Saved entries:

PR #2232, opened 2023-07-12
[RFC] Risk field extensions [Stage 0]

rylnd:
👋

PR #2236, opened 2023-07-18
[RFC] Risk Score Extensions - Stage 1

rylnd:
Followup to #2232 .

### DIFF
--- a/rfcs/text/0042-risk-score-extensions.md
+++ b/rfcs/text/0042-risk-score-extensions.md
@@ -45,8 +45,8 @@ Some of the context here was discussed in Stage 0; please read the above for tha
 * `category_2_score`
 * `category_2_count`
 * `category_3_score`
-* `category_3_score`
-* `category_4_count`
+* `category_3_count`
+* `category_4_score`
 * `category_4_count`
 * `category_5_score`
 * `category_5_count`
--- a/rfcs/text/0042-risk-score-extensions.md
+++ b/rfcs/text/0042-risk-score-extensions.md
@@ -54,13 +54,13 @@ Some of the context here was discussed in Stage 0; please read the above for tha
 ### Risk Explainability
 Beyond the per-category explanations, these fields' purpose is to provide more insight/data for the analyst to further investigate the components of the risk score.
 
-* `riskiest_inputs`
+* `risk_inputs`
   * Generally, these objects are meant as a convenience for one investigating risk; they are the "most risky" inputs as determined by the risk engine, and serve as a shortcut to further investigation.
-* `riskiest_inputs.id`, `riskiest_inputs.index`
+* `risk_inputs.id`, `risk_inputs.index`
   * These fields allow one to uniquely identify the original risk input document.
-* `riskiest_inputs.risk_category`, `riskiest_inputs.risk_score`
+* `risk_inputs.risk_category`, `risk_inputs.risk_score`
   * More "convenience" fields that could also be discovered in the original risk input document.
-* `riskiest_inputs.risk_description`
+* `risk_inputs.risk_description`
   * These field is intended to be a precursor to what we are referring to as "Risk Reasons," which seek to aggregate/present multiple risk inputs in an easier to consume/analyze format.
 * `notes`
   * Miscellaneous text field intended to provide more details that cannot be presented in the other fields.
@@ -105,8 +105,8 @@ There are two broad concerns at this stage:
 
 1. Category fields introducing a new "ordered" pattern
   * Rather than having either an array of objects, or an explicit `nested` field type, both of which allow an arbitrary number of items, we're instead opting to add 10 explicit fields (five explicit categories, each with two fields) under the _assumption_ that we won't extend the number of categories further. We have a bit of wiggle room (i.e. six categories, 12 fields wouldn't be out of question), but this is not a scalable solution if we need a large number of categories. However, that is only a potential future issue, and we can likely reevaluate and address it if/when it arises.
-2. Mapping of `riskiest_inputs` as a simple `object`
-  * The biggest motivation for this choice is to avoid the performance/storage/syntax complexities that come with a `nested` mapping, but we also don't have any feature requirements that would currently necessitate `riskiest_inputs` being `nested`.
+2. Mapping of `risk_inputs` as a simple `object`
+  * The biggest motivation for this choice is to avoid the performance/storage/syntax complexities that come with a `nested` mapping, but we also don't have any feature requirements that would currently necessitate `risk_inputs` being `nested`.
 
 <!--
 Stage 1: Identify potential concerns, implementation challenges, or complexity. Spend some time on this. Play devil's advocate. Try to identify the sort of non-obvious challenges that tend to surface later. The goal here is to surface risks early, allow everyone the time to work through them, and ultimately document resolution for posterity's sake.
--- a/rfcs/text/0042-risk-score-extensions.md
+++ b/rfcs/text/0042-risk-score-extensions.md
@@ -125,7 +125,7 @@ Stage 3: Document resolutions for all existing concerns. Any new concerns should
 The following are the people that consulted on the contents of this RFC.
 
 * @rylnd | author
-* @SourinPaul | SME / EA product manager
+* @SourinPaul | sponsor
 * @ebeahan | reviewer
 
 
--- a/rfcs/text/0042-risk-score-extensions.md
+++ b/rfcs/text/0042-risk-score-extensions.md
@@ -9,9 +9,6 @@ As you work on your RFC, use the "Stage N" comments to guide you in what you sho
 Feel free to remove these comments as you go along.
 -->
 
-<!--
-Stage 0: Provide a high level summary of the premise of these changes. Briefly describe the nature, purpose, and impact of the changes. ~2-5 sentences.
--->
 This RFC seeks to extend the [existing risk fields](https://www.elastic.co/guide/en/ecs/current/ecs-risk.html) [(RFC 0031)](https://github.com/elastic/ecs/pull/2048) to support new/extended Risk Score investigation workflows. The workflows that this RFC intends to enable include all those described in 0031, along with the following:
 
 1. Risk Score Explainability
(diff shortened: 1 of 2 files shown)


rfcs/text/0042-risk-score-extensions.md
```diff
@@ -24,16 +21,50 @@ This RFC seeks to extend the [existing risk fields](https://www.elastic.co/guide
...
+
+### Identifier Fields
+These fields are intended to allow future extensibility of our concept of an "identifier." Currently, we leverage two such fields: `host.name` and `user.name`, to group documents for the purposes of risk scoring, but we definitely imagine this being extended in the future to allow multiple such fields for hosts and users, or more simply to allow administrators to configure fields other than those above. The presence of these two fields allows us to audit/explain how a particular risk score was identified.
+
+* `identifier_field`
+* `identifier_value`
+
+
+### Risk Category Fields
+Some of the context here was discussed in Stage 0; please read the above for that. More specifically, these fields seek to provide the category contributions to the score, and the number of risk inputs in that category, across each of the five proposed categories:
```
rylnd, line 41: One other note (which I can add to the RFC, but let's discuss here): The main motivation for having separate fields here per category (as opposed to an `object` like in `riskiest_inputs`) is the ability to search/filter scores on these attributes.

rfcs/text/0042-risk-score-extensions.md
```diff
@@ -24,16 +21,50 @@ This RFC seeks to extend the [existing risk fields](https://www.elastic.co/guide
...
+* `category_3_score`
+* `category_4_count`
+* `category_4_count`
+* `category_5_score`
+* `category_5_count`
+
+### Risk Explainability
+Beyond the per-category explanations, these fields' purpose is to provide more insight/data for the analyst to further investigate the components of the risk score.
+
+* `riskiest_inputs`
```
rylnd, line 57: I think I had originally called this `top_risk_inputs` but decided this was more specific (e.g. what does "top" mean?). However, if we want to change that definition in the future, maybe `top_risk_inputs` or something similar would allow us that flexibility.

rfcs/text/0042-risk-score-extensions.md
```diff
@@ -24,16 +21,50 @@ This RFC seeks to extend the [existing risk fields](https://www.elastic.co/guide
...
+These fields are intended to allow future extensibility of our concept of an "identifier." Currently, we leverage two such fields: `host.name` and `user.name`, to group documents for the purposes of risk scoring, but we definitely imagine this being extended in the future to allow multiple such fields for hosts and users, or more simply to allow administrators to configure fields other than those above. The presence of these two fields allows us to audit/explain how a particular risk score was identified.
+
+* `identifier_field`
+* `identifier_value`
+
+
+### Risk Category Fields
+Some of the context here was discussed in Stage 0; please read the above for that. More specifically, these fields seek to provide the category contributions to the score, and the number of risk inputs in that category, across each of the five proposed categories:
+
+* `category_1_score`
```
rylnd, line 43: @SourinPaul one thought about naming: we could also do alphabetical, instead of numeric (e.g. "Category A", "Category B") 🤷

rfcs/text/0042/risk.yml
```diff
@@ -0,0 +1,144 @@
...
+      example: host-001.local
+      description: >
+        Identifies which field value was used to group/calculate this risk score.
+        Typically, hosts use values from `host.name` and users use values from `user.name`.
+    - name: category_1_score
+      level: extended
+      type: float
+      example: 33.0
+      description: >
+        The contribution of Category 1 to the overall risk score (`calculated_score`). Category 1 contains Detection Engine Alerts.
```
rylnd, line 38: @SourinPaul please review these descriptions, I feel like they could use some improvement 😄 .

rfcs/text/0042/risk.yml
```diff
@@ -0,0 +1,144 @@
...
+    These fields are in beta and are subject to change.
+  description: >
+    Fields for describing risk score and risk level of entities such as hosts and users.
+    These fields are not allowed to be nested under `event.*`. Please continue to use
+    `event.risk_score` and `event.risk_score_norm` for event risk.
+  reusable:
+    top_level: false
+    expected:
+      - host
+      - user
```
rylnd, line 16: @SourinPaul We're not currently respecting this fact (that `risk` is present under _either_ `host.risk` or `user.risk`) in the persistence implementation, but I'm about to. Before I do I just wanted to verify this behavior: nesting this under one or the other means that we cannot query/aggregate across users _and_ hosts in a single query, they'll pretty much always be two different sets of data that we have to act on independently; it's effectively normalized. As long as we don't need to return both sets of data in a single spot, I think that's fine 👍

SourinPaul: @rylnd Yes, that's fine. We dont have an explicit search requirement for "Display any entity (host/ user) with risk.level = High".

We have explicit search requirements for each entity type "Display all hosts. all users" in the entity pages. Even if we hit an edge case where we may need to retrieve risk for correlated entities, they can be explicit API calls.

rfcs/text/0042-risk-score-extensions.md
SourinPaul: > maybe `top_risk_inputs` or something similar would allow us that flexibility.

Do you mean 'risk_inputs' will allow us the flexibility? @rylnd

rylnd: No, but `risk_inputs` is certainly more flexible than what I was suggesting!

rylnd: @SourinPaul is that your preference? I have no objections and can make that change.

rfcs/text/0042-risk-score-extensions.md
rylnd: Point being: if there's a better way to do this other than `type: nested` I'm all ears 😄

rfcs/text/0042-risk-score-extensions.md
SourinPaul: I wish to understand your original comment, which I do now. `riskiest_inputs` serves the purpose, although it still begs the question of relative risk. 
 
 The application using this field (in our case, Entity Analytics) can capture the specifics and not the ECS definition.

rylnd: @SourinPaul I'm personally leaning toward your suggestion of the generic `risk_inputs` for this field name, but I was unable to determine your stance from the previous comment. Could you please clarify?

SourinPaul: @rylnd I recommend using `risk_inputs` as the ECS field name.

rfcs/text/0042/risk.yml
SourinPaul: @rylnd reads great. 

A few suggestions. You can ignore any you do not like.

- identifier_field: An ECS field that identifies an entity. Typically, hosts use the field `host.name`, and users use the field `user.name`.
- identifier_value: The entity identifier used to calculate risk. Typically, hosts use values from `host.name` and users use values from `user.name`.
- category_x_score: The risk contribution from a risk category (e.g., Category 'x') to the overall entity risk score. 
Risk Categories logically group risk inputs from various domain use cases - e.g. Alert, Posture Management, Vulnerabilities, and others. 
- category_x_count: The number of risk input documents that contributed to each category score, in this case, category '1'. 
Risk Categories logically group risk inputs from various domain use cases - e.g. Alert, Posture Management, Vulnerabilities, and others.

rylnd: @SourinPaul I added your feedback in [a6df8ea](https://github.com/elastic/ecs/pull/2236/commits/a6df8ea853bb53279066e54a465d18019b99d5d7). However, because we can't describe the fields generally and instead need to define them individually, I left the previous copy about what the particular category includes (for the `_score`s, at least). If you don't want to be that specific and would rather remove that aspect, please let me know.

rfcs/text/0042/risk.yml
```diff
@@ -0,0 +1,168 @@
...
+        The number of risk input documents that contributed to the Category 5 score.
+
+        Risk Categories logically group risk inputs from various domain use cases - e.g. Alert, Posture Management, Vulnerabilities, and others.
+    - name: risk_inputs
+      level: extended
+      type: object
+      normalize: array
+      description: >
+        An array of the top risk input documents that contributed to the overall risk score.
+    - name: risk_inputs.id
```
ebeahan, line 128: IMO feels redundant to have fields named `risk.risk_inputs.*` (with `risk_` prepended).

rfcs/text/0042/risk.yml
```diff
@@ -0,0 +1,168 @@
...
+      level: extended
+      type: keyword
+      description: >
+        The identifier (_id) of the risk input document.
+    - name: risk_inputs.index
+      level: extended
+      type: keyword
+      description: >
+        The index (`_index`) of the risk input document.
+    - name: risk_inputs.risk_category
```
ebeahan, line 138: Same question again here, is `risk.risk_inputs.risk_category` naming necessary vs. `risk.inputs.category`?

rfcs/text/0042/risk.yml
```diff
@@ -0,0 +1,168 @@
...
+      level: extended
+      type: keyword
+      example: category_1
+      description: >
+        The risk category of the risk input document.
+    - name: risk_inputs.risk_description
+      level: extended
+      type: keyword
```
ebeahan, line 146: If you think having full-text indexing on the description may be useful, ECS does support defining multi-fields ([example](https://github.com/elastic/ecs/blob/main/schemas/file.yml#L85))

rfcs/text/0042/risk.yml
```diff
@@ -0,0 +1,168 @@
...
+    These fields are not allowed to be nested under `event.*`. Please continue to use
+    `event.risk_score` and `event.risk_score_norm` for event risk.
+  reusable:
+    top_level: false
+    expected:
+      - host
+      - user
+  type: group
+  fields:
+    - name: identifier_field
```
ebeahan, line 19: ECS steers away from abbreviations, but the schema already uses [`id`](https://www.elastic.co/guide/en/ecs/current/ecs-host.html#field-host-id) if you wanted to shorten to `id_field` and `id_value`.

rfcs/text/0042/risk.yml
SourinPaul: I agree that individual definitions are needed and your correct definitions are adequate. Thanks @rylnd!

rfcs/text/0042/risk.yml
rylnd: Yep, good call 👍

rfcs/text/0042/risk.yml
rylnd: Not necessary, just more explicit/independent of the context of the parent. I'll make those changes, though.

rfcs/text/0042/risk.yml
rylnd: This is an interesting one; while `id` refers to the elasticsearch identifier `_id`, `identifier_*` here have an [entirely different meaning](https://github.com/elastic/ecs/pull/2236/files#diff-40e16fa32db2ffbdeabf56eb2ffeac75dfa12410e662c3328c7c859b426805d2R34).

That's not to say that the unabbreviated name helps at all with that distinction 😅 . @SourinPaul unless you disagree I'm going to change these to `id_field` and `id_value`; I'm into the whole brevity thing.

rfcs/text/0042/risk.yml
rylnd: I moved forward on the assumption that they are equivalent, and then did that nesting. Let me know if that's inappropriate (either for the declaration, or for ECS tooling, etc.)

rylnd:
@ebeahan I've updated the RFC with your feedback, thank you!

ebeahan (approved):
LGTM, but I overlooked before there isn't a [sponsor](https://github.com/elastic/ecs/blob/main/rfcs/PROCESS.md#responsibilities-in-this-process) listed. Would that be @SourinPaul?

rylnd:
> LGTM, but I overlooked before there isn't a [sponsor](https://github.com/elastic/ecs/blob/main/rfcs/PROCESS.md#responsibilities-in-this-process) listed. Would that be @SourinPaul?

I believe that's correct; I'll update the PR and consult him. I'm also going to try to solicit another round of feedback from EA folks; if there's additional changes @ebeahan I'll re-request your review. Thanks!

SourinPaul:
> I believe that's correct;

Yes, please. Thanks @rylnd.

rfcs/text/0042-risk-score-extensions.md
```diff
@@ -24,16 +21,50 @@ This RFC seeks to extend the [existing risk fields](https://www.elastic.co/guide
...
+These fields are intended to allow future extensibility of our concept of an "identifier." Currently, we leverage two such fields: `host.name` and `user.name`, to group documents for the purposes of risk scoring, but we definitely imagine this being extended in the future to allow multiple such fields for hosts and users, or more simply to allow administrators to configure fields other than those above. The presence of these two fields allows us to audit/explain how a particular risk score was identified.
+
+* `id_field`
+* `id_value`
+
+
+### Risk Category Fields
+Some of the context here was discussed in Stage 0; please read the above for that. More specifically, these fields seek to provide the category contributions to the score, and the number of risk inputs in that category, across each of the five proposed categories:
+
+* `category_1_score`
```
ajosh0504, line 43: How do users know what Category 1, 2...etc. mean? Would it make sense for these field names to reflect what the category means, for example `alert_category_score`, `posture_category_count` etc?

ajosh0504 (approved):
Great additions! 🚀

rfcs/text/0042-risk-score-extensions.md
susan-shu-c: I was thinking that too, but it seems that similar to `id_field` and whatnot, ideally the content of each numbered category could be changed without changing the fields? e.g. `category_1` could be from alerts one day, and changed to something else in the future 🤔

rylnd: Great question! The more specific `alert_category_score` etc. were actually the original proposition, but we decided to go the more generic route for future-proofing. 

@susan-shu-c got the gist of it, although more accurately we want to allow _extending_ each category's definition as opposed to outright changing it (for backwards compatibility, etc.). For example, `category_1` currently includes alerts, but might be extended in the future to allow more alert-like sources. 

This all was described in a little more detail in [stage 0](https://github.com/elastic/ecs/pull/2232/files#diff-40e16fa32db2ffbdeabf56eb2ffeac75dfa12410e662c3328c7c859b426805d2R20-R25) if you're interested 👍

WHAT YOU HAVE TO DO:
Lines holding the word "believe" in the entries above are the ones to pull out. Copy them all.

TASK OUTPUT:
I believe that's correct; I'll update the PR and consult him. I'm also going to try to solicit another round of feedback from EA folks; if there's additional changes @ebeahan I'll re-request your review. Thanks!
> I believe that's correct;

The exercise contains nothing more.